From what I can tell, the only important line in all that is " element 0 of tensors does not require grad and does not have a grad_fn". I’ve tried disabling autograd globally by putting this line in various locations:

torch::NoGradGuard no_grad;

But that did not work, probably because I have no clue what I’m doing when it comes to autograd. I suspect maybe it’s something to do with my closure lambda function being setup weird, as I couldn’t find anything definitive online for passing closure functions in libtorch for c++.

Any solutions or general tips on ways I’m doing libtorch incorrectly would be appreciated, Thank you.
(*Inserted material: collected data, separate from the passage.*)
PR #425, opened 2019-06-01
Retrieve timestamps (ETag) of plural endpoints

leplatrem:
Follow-up of #351

### DIFF
--- a/README.md
+++ b/README.md
@@ -31,14 +31,15 @@ Read the [API documentation](https://doc.esdoc.org/github.com/Kinto/kinto-http.j
      - [Deleting a bucket](#deleting-a-bucket)
      - [Creating a collection](#creating-a-collection)
      - [Listing bucket collections](#listing-bucket-collections)
+     - [Collections list timestamp](#collections-list-timestamp)
      - [Deleting a collection](#deleting-a-collection)
      - [Creating a user group](#creating-a-user-group)
      - [Listing bucket groups](#listing-bucket-groups)
+     - [Groups list timestamp](#groups-list-timestamp)
      - [Getting a bucket group](#getting-a-bucket-group)
      - [Updating an existing group](#updating-an-existing-group)
      - [Deleting a group](#deleting-a-group)
      - [Listing bucket history](#listing-bucket-history)
-     - [Bucket ETag](#bucket-etag)
   - [Collections](#collections)
      - [Selecting a collection](#selecting-a-collection)
      - [Getting collection data](#getting-collection-data)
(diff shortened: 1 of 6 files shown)


leplatrem:
Tests fail because of #424

README.md
```diff
@@ -1168,10 +1191,31 @@ Sample result:
 42
 ```
 
-#### Options
+#### options
```
glasserc: I think this should remain capitalized?

README.md
```diff
@@ -1142,7 +1165,7 @@ Sample result:
 
 The result object exposes the following properties:
 
-- `last_modified`: the [collection's timestamp](http://kinto.readthedocs.io/en/stable/api/1.x/timestamps.html). This value is opaque and should be reused as is, eg. passing it as a `since` option (see [Generic bucket and collection options](#generic-bucket-and-collection-options))
+- `last_modified`: the [collection's timestamp](http://kinto.readthedocs.io/en/stable/api/1.x/timestamps.html).
```
glasserc: Maybe we should note that it is not the same as the timestamps you get from `getCollectionsTimestamp()` etc.

README.md
```diff
@@ -1168,10 +1191,31 @@ Sample result:
 42
 ```
 
-#### Options
+#### options
 
-- `headers`: Custom headers object to send along the HTTP request
-- `retry`: Number of retries when request fails (default: 0)
+- `headers`: custom headers object to send along the http request
```
glasserc: I think HTTP could remain capitalized.

README.md
```diff
@@ -552,6 +555,26 @@ Sample result:
 
 This method accepts the [generic parameters for sorting, filtering and paginating results](#generic-options-for-list-operations).
 
+### Collections list timestamp
+
+The timestmap of the collections list is used for the `since` option in the [generic parameters for sorting, filtering and paginating results](#generic-options-for-list-operations).
```
glasserc: You have `timestamp` typoed as `timestmap` a few places.

src/bucket.js
```diff
@@ -93,6 +93,52 @@ export default class Bucket {
...
+    };
+    const { headers } = await this.client.execute(request, {
+      raw: true,
+      retry: this._getRetry(options),
+    });
+    return headers.get("ETag");
+  }
+
+  /**
+   * Retrieves the ETag of the collection list, for use with the `since` filtering option.
```
glasserc: `of the group list`?

README.md
leplatrem: Actually, it is the same :) I'll add a note

PR #445, opened 2019-07-05
Gecko: move import of global objects to JSM prefix

leplatrem:


fx-src/jsm_prefix.js
```diff
@@ -21,3 +21,7 @@
 const global = this;
 
 var EXPORTED_SYMBOLS = ["KintoHttpClient"];
+
+const { setTimeout, clearTimeout } = ChromeUtils.import("resource://gre/modules/Timer.jsm");
+const { XPCOMUtils } = ChromeUtils.import("resource://gre/modules/XPCOMUtils.jsm");
+XPCOMUtils.defineLazyGlobalGetters(global, ["fetch"]);
```
glasserc: Missing newline

Natim:
Can you explain why?

leplatrem:
> Can you explain why? 

Oh :) Yes, it's a matter of closure. 

Before we were doing `ChromeUtils.import("resource://gre/modules/Timer.jsm", global);`, so it could be done anywhere/anytime.

But now, since we do `const { setTimeout } = ChromeUtils.import("resource://gre/modules/Timer.jsm");`, it has to be global, ie. for the whole file

Issue #468, opened 2019-07-23
TypeError: Blob is not a constructor


ncloudioj:
Ran into this error when using kinto-http.js to upload attachments as follows:

```js
async function publish(collection) {
  const fileStream = fs.createReadStream(`${L10N_REPO_PATH}/all-locales`);
  const rl = readline.createInterface({
    input: fileStream,
    crlfDelay: Infinity,
  });

  for await (const line of rl) {
    const ftlPath = `${L10N_REPO_PATH}/${line}/browser/browser/newtab/asrouter.ftl`;
    if (fs.existsSync(ftlPath)) {
      const dataUri = await DataURI(ftlPath);
      try {
        await collection.addAttachment(dataUri, {id: `cfr-${VERSION}-${line}`}, {filename: "asrouter.ftl"});
      }
      catch (e) {
        console.error(e);
      }
    } else {
      console.log("Missing Fluent file for ", line);
    }
  }
}
```

The stacktrace:

```
TypeError: Blob is not a constructor
    at extractFileInfo (/Users/.../node_modules/kinto-http/lib/utils.js:459:14)
    at createFormData (/Users/.../node_modules/kinto-http/lib/utils.js:483:26)
    at Object.addAttachmentRequest (/Users/.../node_modules/kinto-http/lib/requests.js:209:44)
    at Collection._callee9$ (/Users/.../node_modules/kinto-http/lib/collection.js:664:49)
    at tryCatch (/Users/.../node_modules/regenerator-runtime/runtime.js:45:40)

```

glasserc:
Hmm. Looks like kinto-http.js expects to be run in a browser environment. The tests run in NodeJS using `Buffer.from` (https://github.com/Kinto/kinto-http.js/blob/master/test/setup-jsdom.js#L18). I wonder if we can support both environments using something like this. It seems like the only place we use this functionality is in adding `attachment` to a `formData`. Let me try to write a PR.

glasserc:
Closing in favor of #470, "Should we shim other browser dependencies".

PR #469, opened 2019-07-23
If Blob is not present, use Buffer

glasserc:
Attempt to address #468. There may be other NodeJS problems, but let's take them one at a time.

### DIFF
--- a/src/utils.js
+++ b/src/utils.js
@@ -279,7 +279,14 @@ export function extractFileInfo(dataURL) {
   for (let i = 0; i < binary.length; i++) {
     array.push(binary.charCodeAt(i));
   }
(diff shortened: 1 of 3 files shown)


ncloudioj:
Yes, it works now (with the two extra shims for "atob" and "FormData")!

Thank y'all!

glasserc:
I guess we can merge this since it makes things better and it's a pretty easy fix. @ncloudioj suggests that we should shim `atob`, `FormData`, and `fetch` (using `node-fetch`). If this doesn't get merged, I'll try to add those to this PR as I figure out how.

leplatrem:
I don't know if it is the responsibility of a library to shim everything from browser.

leplatrem:
Let's merge this and discuss about additional shims elsewhere!

PR #472, opened 2019-07-29
Fix #471: obfuscate authorization header values in errors

### LINKED ISSUE #471: Don't include authorization information in exceptions
@rfk points out in https://bugzilla.mozilla.org/show_bug.cgi?id=1566529 that log messages including credentials is probably bad.

leplatrem:
Fix #471

There were many ways to solve this... I could have obfuscated the value in the error constructor, could have removed the options from the logging message, etc. 
Let me know what do you think!

### DIFF
--- a/test/http_test.js
+++ b/test/http_test.js
@@ -130,13 +130,30 @@ describe("HTTP class", () => {
     });
 
     describe("Request timeout", () => {
-      it("should timeout the request", () => {
+      beforeEach(() => {
         sandbox.stub(global, "fetch").returns(
           new Promise(resolve => {
             setTimeout(resolve, 20000);
           })
         );
+      });
+
+      it("should timeout the request", () => {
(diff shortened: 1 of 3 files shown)


test/http_test.js
```diff
@@ -130,14 +130,31 @@ describe("HTTP class", () => {
...
+        return http
+          .request("/", {
+            mode: "cors",
+            headers: {
+              Authorization: "XXX",
+              "User-agent": "mocha-test",
+            },
+          })
+          .should.be.rejectedWith(
+            'Timeout while trying to access / with {"mode":"cors","headers":{"Accept":"application/json","Content-Type":"application/json","Authorization":"XXX","User-agent":"mocha-test"}}'
```
glasserc: We have this test that shows that the Authorization header is shown, but we don't have a test showing that the Authorization header is actually redacted?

rutledgea20 · June 20, 2022, 5:05pm

It seems my issue was that in the forward pass function I created, tensors were being initialized without require_grad() set to true. Adding the line:

final_output.requires_grad_(true);

right before returning in the forward pass function stops the error from showing up.